Task to complete >> Below are the entries. Set down exactly the line containing "jira: EUCLIDSWR-226" and each line after it.

[[ Records for the task open ]]

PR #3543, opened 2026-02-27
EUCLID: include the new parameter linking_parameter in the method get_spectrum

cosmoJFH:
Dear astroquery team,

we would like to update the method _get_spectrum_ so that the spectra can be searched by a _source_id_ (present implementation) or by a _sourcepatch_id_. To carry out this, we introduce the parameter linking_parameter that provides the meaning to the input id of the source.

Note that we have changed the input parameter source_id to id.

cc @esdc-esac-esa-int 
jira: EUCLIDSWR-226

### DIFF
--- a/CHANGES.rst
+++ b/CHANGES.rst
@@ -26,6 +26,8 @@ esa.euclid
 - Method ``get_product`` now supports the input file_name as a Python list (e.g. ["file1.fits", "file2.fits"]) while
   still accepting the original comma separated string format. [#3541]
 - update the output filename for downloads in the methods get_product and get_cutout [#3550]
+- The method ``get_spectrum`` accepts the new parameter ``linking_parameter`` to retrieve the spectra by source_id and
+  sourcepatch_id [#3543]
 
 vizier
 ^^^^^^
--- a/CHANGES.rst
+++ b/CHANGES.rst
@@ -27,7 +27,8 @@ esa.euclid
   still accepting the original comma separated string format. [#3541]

[[ Records for the task closed ]]

Exercise result >>
jira: EUCLIDSWR-226

### DIFF
--- a/CHANGES.rst
+++ b/CHANGES.rst
@@ -26,6 +26,8 @@ esa.euclid
 - Method ``get_product`` now supports the input file_name as a Python list (e.g. ["file1.fits", "file2.fits"]) while
   still accepting the original comma separated string format. [#3541]
 - update the output filename for downloads in the methods get_product and get_cutout [#3550]
+- The method ``get_spectrum`` accepts the new parameter ``linking_parameter`` to retrieve the spectra by source_id and
+  sourcepatch_id [#3543]
 
 vizier
 ^^^^^^
--- a/CHANGES.rst
+++ b/CHANGES.rst
@@ -27,7 +27,8 @@ esa.euclid
   still accepting the original comma separated string format. [#3541]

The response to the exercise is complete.